──────── Given records
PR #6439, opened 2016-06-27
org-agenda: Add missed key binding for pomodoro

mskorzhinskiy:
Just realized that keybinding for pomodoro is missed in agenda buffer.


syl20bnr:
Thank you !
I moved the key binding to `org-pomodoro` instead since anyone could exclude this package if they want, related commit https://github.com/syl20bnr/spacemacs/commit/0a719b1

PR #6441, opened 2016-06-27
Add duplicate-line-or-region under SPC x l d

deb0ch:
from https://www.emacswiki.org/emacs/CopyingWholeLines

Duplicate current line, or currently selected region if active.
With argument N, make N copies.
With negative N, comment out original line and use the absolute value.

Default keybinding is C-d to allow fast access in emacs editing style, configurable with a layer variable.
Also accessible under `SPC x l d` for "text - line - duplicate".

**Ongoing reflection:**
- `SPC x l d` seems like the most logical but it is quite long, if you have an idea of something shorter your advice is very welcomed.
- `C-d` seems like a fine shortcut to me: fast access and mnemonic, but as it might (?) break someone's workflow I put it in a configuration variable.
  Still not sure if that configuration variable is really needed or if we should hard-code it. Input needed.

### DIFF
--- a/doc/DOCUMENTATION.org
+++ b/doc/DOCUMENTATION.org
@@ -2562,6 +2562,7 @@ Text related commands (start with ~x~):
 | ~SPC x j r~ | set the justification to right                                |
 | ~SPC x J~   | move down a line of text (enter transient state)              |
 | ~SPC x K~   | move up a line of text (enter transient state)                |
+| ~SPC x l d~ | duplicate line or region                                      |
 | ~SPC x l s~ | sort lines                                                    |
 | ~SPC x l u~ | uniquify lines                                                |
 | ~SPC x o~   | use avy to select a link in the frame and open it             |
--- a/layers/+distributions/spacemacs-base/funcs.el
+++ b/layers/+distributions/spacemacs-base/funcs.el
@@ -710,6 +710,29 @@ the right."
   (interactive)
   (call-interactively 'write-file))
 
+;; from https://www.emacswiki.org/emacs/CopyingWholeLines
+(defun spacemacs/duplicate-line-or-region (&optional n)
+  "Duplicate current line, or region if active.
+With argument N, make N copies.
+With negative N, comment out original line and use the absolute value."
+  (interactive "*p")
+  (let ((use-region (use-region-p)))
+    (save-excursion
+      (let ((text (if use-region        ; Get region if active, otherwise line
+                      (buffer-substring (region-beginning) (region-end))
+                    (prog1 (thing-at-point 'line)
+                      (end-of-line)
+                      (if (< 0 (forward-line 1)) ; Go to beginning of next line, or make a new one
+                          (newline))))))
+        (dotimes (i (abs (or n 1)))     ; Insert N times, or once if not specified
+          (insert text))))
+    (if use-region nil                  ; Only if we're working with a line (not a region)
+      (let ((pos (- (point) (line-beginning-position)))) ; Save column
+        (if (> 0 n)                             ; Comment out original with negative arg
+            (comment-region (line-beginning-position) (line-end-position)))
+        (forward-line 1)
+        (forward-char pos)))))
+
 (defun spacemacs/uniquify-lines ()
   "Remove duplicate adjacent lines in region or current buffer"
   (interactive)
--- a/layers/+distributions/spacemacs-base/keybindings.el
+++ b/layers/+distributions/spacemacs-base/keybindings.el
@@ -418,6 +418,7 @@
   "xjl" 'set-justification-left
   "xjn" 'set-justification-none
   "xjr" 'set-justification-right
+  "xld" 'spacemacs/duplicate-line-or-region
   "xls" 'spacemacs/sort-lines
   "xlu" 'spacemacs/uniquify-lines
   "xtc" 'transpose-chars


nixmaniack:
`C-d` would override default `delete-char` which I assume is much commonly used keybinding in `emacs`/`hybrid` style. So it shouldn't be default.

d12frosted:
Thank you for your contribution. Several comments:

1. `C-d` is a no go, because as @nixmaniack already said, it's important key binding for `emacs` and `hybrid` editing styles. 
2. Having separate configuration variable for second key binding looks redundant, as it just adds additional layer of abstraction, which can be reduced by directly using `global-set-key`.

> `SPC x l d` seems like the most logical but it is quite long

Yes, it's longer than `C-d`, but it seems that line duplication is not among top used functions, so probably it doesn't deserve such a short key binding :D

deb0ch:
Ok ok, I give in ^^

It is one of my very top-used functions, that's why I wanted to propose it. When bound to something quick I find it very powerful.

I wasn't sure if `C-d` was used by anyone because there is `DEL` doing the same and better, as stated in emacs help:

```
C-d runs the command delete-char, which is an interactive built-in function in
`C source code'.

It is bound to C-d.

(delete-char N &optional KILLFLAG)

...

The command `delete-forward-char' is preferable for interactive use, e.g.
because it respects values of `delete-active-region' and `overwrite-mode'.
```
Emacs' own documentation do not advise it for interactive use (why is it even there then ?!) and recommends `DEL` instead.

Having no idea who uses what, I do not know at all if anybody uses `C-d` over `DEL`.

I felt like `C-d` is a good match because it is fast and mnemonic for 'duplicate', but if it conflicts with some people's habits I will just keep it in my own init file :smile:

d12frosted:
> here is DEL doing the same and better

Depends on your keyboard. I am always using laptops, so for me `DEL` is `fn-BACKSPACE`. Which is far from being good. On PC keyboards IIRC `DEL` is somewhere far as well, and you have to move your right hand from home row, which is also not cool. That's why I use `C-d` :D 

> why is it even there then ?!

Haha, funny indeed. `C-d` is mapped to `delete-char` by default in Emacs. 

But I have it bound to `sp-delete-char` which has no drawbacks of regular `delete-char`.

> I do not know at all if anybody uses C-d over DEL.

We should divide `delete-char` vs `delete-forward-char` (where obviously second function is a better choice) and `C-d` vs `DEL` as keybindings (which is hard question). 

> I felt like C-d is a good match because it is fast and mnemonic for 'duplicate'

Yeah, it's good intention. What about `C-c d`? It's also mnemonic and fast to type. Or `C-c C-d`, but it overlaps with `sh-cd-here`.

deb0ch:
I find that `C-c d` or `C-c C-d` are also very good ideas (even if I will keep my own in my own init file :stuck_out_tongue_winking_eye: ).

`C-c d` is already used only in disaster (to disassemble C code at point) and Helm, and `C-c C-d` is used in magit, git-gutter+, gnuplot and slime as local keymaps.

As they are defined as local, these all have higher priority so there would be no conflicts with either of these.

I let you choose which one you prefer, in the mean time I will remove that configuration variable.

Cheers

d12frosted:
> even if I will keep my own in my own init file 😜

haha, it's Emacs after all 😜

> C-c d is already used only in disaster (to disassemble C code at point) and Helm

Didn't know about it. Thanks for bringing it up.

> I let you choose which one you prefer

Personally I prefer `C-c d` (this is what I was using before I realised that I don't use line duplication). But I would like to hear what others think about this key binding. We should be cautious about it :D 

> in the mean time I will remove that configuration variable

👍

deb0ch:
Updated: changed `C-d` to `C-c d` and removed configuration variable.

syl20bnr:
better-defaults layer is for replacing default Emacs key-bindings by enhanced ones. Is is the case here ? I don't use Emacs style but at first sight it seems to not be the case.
────────────────
* [Problem] Copy out the entries exactly. Begin at the first line and end with the line that has "Also accessible under".

* [Written response]
PR #6439, opened 2016-06-27
org-agenda: Add missed key binding for pomodoro

mskorzhinskiy:
Just realized that keybinding for pomodoro is missed in agenda buffer.


syl20bnr:
Thank you !
I moved the key binding to `org-pomodoro` instead since anyone could exclude this package if they want, related commit https://github.com/syl20bnr/spacemacs/commit/0a719b1

PR #6441, opened 2016-06-27
Add duplicate-line-or-region under SPC x l d

deb0ch:
from https://www.emacswiki.org/emacs/CopyingWholeLines

Duplicate current line, or currently selected region if active.
With argument N, make N copies.
With negative N, comment out original line and use the absolute value.

Default keybinding is C-d to allow fast access in emacs editing style, configurable with a layer variable.
Also accessible under `SPC x l d` for "text - line - duplicate".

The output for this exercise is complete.